# [Instructions for the task]
Scan the listing below for the word "RuntimeError" and copy every line that has it.

Start of Records provided

PR #303, opened 2024-12-05
Implement experimental point cloud export API

johningve:


modules/zivid/experimental/point_cloud_export/file_format.py
```diff
@@ -0,0 +1,185 @@
...
+            if value == PLY.Layout.unordered:
+                return _zivid.point_cloud_export.file_format.PLY.Layout.unordered
+            raise ValueError(
+                "Invalid layout '{}'. Valid layouts are: {}".format(
+                    value, cls.valid_values()
+                )
+            )
+
+    def __init__(
+        self, file_name, layout=Layout.ordered, color_space=ColorSpace.linear_rgb
```
vawale, line 80: default in sdk is updated to `ColorSpace.srgb` for all file formats.

vawale (approved):
looks good

vawale (approved):

modules/zivid/experimental/point_cloud_export/file_format.py
apartridge: It would be best if we could just inherit the default behavior from the SDK side?

johningve: We could do that. But then should we also mention the default in the comment? At least if we set the default in python also we can see that the documentation is correct.

vawale (approved):

PR #305, opened 2024-12-05
Limit ninja version due to bug in the latest version

johningve:
There is a bug in the latest ninja package in PyPI, version 1.11.1.2, that causes ninja to call itself recursively until the system runs out of memory. This commit limits ninja to the previous version, 1.11.1.1, to prevent the issue.

### DIFF
--- a/pyproject.toml
+++ b/pyproject.toml
@@ -4,6 +4,6 @@
 requires = [
     "cmake>=3.24.0",
     "conan>=2,<3",
-    "ninja",
+    "ninja<=1.11.1.1",
     "scikit-build",
     ]


vawale (approved):

dave992:
I am also running into this issue when running the `pip install` command. `ninja --version` keeps being called until the system runs out of memory. Unfortunately fixing the `ninja` version (or any of the other dependencies) did not seem to solve my issue.

We became aware of this problem 1-2 weeks ago.

Did you find any issue or merge request from `ninja` / `pip` / other relevant tool that is used where this behavior is reported? I only seem to find very old issues on the `ninja` issue tracker so far, although they do have some new comments:
https://github.com/ninja-build/ninja/issues/2187

PR #309, opened 2024-12-10
Improve error message when CMake is not found

johningve:


setup.py
```diff
@@ -81,7 +81,13 @@ def run_process(args, **kwargs):
     try:
         run_process(("cmake", "--version"))
     except Exception as ex:
-        raise RuntimeError(_make_message_box("!! CMake not found !!")) from ex
+        raise RuntimeError(
+            _make_message_box(
+                "!! CMake not found !!",
+                "Ensure PIP is updated to the latest version to handle build dependencies automatically,",
```
apartridge, line 87: LGTM, I would consider to prefix this with "Hint" and maybe some blank lines before and after just so this part is more visibile. Often people get overwhelmed by long error messages and won't see the tips/solution.

apartridge (approved):

setup.py
johningve: It will look like this: 
image

apartridge: looks good

PR #313, opened 2025-01-09
Unlock GIL in all releasable class methods

johningve:
In d64366eb, the wrapper macros in Releasable.h were updated to unlock the GIL when calling into the SDK. However, it seems a couple of macros were missed in this commit. This meant that functions like `Frame::point_cloud` and `Camera::state` could not run in parallel.

This commit adds the GIL unlocking to the wrapper macros that were missed and also add the GIL unlock to one function that does not use wrapper macros.

### DIFF
--- a/src/include/ZividPython/Releasable.h
+++ b/src/include/ZividPython/Releasable.h
@@ -25,7 +25,7 @@
 #define ZIVID_PYTHON_FORWARD_0_ARGS(functionName)                                                                      \
     decltype(auto) functionName()                                                                                      \
     {                                                                                                                  \
-        return impl().functionName();                                                                                  \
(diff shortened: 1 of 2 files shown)


johningve:
Note that some classes like the `Application` class or modules like `Projection` do not use releasable wrappers and so they don't do any GIL unlocking. I think we might want to find a different way to do GIL unlocking to ensure we don't end up missing it in some places.

vawale (approved):

vawale:
Consider adding a test that discovered this bug

johningve:
> Consider adding a test that discovered this bug

I don't think it will be easy to write such a test in python, due to requiring multithreading and the GIL.

PR #18, opened 2023-03-16
release: Goreleaser configuration and automation.

winder:
## Summary

Enable goreleaser for building and publishing conduit binaries.

The automation triggers whenever a tag starting with `v1.` is pushed.

The previous versioning and deployment stuff seemed really complicated, and I'm really not sure what it was adding. Please let me know if this smaller process is missing any important functionality that needs to be added back.

## Test Plan

I pushed a tag to my fork:
* [The action ran.](https://github.com/winder/conduit/actions/runs/4432232042)
* [A release was published. ](https://github.com/winder/conduit/releases/tag/v1.0.0)

The downloaded binary looks good:
```
$ ./conduit -v
Conduit 1.0.0 (c8262a5)
```

### DIFF
--- a/.github/workflows/goreleaser.yml
+++ b/.github/workflows/goreleaser.yml
@@ -1,0 +1,30 @@
+name: goreleaser
+
+on:
+  push:
+    tags:
+      - 'v1.**'
+
+permissions:
+  contents: write
+  # packages: write
+  # issues: write
+
+jobs:
+  goreleaser:
+    runs-on: ubuntu-latest
+    steps:
+      - uses: actions/checkout@v3
+        with:
+          fetch-depth: 0
+      - run: git fetch --force --tags
+      - uses: actions/setup-go@v3
+        with:
+          go-version-file: 'go.mod'
+      - uses: goreleaser/goreleaser-action@v4
+        with:
+          distribution: goreleaser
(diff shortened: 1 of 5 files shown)


Eric-Warehime (approved):
LGTM, but I'm not familiar with how the versioning bits work in Indexer so someone else should chime in on missing functionality.

algobarb:
I guess functionally, when comparing this release (created directly from github actions) and the indexer releases, we'll lose the **signed** binaries and the deb packages. However, you do include the checksums, so it depends on if this is enough.

This is not my strongest area, so I am just quoting from [this post](https://security.stackexchange.com/questions/102966/what-is-the-difference-between-the-sig-files-and-the-checksum-files-such-as-o):

> Checksums ensure [data integrity](https://en.wikipedia.org/wiki/Data_integrity).
> Digital signatures additionally ensure [data authenticity](https://en.wikipedia.org/wiki/Authentication).

One other thing we do that hasn't been automated is updating the release page as well: http://releases.algorand.com/

excalq (approved):
This seems like a useful utility, so I'm looking forward to trying in in our release process. I'm sure we'll want to make later additions. It should be useful bit of tooling towards reproducible builds.

PR #32, opened 2023-03-20
algod importer: Add catchup functionality to algod importer

Eric-Warehime:
## Summary

Adds fast catchup and slow catchup to the algod importer. Includes config options to specify a catchpoint and admin API key for algod to use for fast catchup. Also automatically tries to wait for the node to complete slow catchup to the proper sync round as specified by the pipeline init round.

## Test Plan

Adding tests incrementally in this PR.


conduit/plugins/tools/testutil/mockinit.go
```diff
@@ -13,6 +13,11 @@ func (m *MockInitProvider) GetGenesis() *sdk.Genesis {
 	return m.Genesis
 }
 
+// SetGenesis updates the genesis block in the init provider
+func (m *MockInitProvider) SetGenesis(genesis *sdk.Genesis) {
```
winder, line 17: IIRC This implementation is identical to the regular InitProvider but there is a different constructor function. Then there is a separate interface and implementation for the regular InitProvider. There was some complication with circular dependencies when I tried to consolidate them all.

Eric-Warehime: Removed it since they're the same. Left the interface in place so we can implement a new type if we need to differ the behavior ever.

conduit/init_provider.go
```diff
@@ -18,6 +18,11 @@ func MakePipelineInitProvider(currentRound *sdk.Round, genesis *sdk.Genesis) *Pi
 	}
 }
 
+// SetGenesis updates the genesis block in the init provider
+func (a *PipelineInitProvider) SetGenesis(genesis *sdk.Genesis) {
```
winder, line 22: This could probably be private so that nobody is tempted to call it outside of the pipeline package.

conduit/plugins/importers/algod/algod_importer.go
```diff
@@ -80,7 +81,88 @@ func init() {
...
+}
+
+func (algodImp *algodImporter) catchupNode(initProvider data.InitProvider) error {
+	// Set the sync round to the round provided by initProvider
+	_, err := algodImp.aclient.SetSyncRound(uint64(initProvider.NextDBRound())).Do(algodImp.ctx)
+	if err != nil {
+		return fmt.Errorf("received unexpected error setting sync round: %w", err)
+	}
+	// Run Catchpoint Catchup
+	if algodImp.cfg.CatchupConfig.Catchpoint != "" {
```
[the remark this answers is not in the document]
Eric-Warehime: I believe running fast catchup w/ a catchpoint ahead of the current DB round in the ledger will no-op regardless.

The follower node will also validate the catchpoint agains the sync round https://github.com/algorand/go-algorand/blob/master/node/follower_node.go#L349

The logic to parse the label doesn't exist outside of go-algorand either so we'd have to copy that into the SDK which seems like something we don't necessarily want copied into there.

Let me know your thoughts on this.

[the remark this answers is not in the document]
winder: I just gave this a try. If the node is on round 25M and you start a catchpoint at round 24M, the ledger will go backwards. So I'm not sure there's a way around having to check the round.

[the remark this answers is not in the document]
Eric-Warehime: You're right. I've added in the parsing of the round out of the catchpoint, and compared it against the node's latest round to make sure we're not spending a lot of time doing fast catchup just to go backwards.

The label round being ahead of where it should be is handled when we set `syncRound` to the next db round from the init provider before calling catchpoint catchup. So a catchup to a round after the next db round would be rejected based on the sync round.

Still adding unit testing for all of this.

conduit/init_provider.go
Eric-Warehime: This can't be private--it's used across a bunch of places.

conduit/plugins/importers/algod/algod_importer.go
```diff
@@ -134,6 +249,8 @@ func (algodImp *algodImporter) Init(ctx context.Context, cfg plugins.PluginConfi
 		return nil, fmt.Errorf("unable to fetch genesis file from API at %s", algodImp.cfg.NetAddr)
 	}
 
+	err = algodImp.catchupNode(initProvider)
```
shiqizng, line 252: when follower node's round equals  initProvider.NextDBRound(), no catchup is needed, right?

conduit/plugins/importers/algod/algod_importer.go
```diff
@@ -80,7 +82,120 @@ func init() {
...
+
+	}
+
+	algodImp.logger.Infof("Catchpoint catchup finished in %s", time.Since(start))
+	return nil
+}
+
+func (algodImp *algodImporter) catchupNode(initProvider data.InitProvider) error {
+	// Set the sync round to the round provided by initProvider
+	_, err := algodImp.aclient.SetSyncRound(uint64(initProvider.NextDBRound())).Do(algodImp.ctx)
```
shiqizng, line 159: this is also called for slow catchup?  when a follower node starts,  the sync round is set to latest+maxLookAhead. for a caught up node, this would move the sync round backward to latest+1?

conduit/pipeline/pipeline.go
```diff
@@ -264,14 +264,21 @@ func (p *pipelineImpl) Init() error {
...
+	// Initial genesis object is nil--gets updated after importer.Init
+	var initProvider data.InitProvider = conduit.MakePipelineInitProvider(&round, nil)
+	p.initProvider = &initProvider
+
 	configs, err := yaml.Marshal(p.cfg.Importer.Config)
 	if err != nil {
 		return fmt.Errorf("Pipeline.Start(): could not serialize Importer.Args: %w", err)
 	}
-	genesis, err := (*p.importer).Init(p.ctx, p.makeConfig("importer", importerName, configs), importerLogger)
+	genesis, err := (*p.importer).Init(p.ctx, *p.initProvider, p.makeConfig("importer", importerName, configs), importerLogger)
```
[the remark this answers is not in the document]
Eric-Warehime: I wanted to use the initProvider since it's also passed into the processors and exporters during Init. This would give us a uniform interface, although you're right all we need is the round so it would be simpler to pass that in instead.

conduit/plugins/importers/algod/algod_importer.go
Eric-Warehime: Right, but it's not harmful to set the sync round and call `wait-for-block-after` in this case since they should instantly succeed and also ensure the node is in a good state.

conduit/plugins/importers/algod/algod_importer.go
```diff
@@ -80,7 +82,120 @@ func init() {
...
+		case stat.CatchpointAcquiredBlocks > 0:
+			algodImp.logger.Infof("catchup phase 3 of 4 (Acquired Blocks): %d / %d", stat.CatchpointAcquiredBlocks, stat.CatchpointTotalBlocks)
+		case stat.CatchpointVerifiedAccounts > 0:
+			algodImp.logger.Infof("catchup phase 2 of 4 (Verified Accounts): %d / %d", stat.CatchpointVerifiedAccounts, stat.CatchpointTotalAccounts)
+		case stat.CatchpointProcessedAccounts > 0:
+			algodImp.logger.Infof("catchup phase 1 of 4 (Processed Accounts): %d / %d", stat.CatchpointProcessedAccounts, stat.CatchpointTotalAccounts)
+		default:
+			// Todo: We should expose catchupService.VerifiedBlocks via the NodeStatusResponse
+			algodImp.logger.Infof("catchup phase 4 of 4 (Verified Blocks)")
+		}
```
winder, line 149: How does this logging look? I think it changed a little with the KvMods.

conduit/plugins/importers/algod/algod_importer_test.go
```diff
@@ -69,20 +72,134 @@ func TestInitSuccess(t *testing.T) {
...
+					models.NodeStatus{LastRound: 1236},
+				}),
+				MakeStatusResponder("/v2/catchup/", 200, "")),
+			"",
+			[]string{
+				"catchup phase 1 of 4 (Processed Accounts): 1 / 1",
+				"catchup phase 2 of 4 (Verified Accounts): 1 / 1",
+				"catchup phase 3 of 4 (Acquired Blocks): 1 / 1",
+				"catchup phase 4 of 4 (Verified Blocks)",
+			}},
```
winder, line 164: nice

conduit/plugins/importers/algod/algod_importer_test.go
```diff
@@ -69,20 +72,134 @@ func TestInitSuccess(t *testing.T) {
...
+netaddr: %s
+catchup-config:
+  catchpoint: %s
+`, "follower", ttest.algodServer.URL, ttest.catchpoint)
+			_, err := testImporter.Init(ctx, conduit.MakePipelineInitProvider(&pRound, nil), plugins.MakePluginConfig(cfgStr), testLogger)
+			if ttest.err != "" {
+				assert.ErrorContains(t, err, ttest.err)
+			} else {
+				assert.NoError(t, err)
+			}
```
winder, line 189: Is there any point checking logs if there was an unexpected error condition?
```suggestion
			if ttest.err != "" {
				require.ErrorContains(t, err, ttest.err)
			} else {
				require.NoError(t, err)
			}
```

conduit/plugins/importers/filereader/filereader_test.go
```diff
@@ -3,6 +3,7 @@ package fileimporter
 import (
 	"context"
 	"fmt"
+	"github.com/algorand/conduit/conduit"
```
winder, line 6: nit: import order. I guess the linter doesn't check tests??

conduit/plugins/importers/algod/algod_importer_config.go
```diff
@@ -12,4 +12,14 @@ type Config struct {
...
+	CatchupConfig CatchupParams `yaml:"catchup-config"`
+}
+
+// CatchupParams provides information required to sync a follower node to the pipeline round
+type CatchupParams struct {
+	// <code>catchpoint</code> is the catchpoint used to run fast catchup on startup when your node is behind the current pipeline round.
+	Catchpoint string `yaml:"catchpoint"`
+	// <code>admin-token</code> is the algod admin API token.
+	AdminToken string `yaml:"admin-token"`
 }
```
winder, line 25: Could you add these to the sample config also?

conduit/plugins/importers/algod/algod_importer.go
Eric-Warehime: Looks like this
```
{"__type":"Conduit","_name":"main","level":"info","msg":"Starting Pipeline Initialization","time":"2023-03-27T07:19:54-07:00"}
{"__type":"Conduit","_name":"main","level":"info","msg":"Overriding default next round from 25101261 to 25101001.","time":"2023-03-27T07:19:54-07:00"}
{"__type":"importer","_name":"algod","level":"info","msg":"catchup phase 3 of 4 (Acquired Blocks): 7 / 1321","time":"2023-03-27T07:19:59-07:00"}
{"__type":"importer","_name":"algod","level":"info","msg":"catchup phase 3 of 4 (Acquired Blocks): 33 / 1321","time":"2023-03-27T07:20:04-07:00"}
{"__type":"importer","_name":"algod","level":"info","msg":"catchup phase 3 of 4 (Acquired Blocks): 62 / 1321","time":"2023-03-27T07:20:09-07:00"}
```
...
```
{"__type":"importer","_name":"algod","level":"info","msg":"Catchpoint catchup finished in 1m55.0583125s","time":"2023-03-27T07:21:49-07:00"}
```

conduit/plugins/metadata.go
```diff
@@ -1,5 +1,20 @@
 package plugins
 
+// Metadata returns fields relevant to identification and description of plugins.
+type Metadata struct {
+	Name         string
+	Description  string
+	Deprecated   bool
+	SampleConfig string
+	Type         PluginType
```
winder, line 9: I don't see where `Type` is used. Looks like it was previously unused as part of `PluginMetadata` and now it's still unused as part of `Metadata`?

conduit/pipeline/pipeline_test.go
```diff
@@ -900,18 +827,23 @@ type errorImporter struct {
...
 	Name:         "error_importer",
 	Description:  "An importer that errors out whenever GetBlock() is called",
 	Deprecated:   false,
 	SampleConfig: "",
 }
 
-func (e *errorImporter) Metadata() conduit.Metadata {
+func (e *errorImporter) Name() string {
+	//TODO implement me
+	panic("implement me")
```
shiqizng, line 839: forgot to change this?

shiqizng (commented):
just one question. everything else looks fine.

conduit/plugins/importers/algod/sample.yaml
```diff
@@ -13,3 +13,9 @@
 
     # Algod API token.
     token: ""
+
+    # Algod catchpoint catchup arguments
+    catchup-config:
+        catchpoint: ""
```
winder, line 19:
```suggestion
        # The catchpoint to use when running fast catchup. Select an appropriate catchpoint for your deployment.
        # They are published in the following locations:
        # mainnet: https://algorand-catchpoints.s3.us-east-2.amazonaws.com/consolidated/mainnet_catchpoints.txt
        # betanet: https://algorand-catchpoints.s3.us-east-2.amazonaws.com/consolidated/betanet_catchpoints.txt
        # testnet: https://algorand-catchpoints.s3.us-east-2.amazonaws.com/consolidated/testnet_catchpoints.txt
        catchpoint: ""
```

winder (approved):

PR #52, opened 2023-04-04
pipeline: RoundRequest plugin hook and postgres round request.

winder:
## Summary

New optional `RoundRequestor` interface that plugins may implement to request a specific round override during startup. This interface is implemented by the postgresql exporter to request a start round based on the database state.

Hook interface:
```
// RoundRequestor is an optional interface. Plugins should implement it if
// they would like to request an override to the pipeline managed round.
type RoundRequestor interface {
	// RoundRequest is called by the Conduit framework prior to `Init`.
	// This allows plugins with specific round requirements to override
	// the automatic round tracking provided by the Conduit pipeline.
	//
	// There are a few cases where this can be problematic. In these cases
	// an error will be generated and Conduit will fail to launch:
	// 1. Conduit is launched with --next-round-override
	// 2. Multiple plugins request a round override and the requested
	//    rounds are different.
	//
	// If it becomes common for multiple round overrides to be provided,
	// we will add an option to select which override to use. For example,
	// the override rule could be "command-line", "oldest", or the name
	// of a plugin which should be preferred.
	RoundRequest(config plugins.PluginConfig) (uint64, error)
}
```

End of Records provided

# [Solution to the exercise]
-        raise RuntimeError(_make_message_box("!! CMake not found !!")) from ex
+        raise RuntimeError(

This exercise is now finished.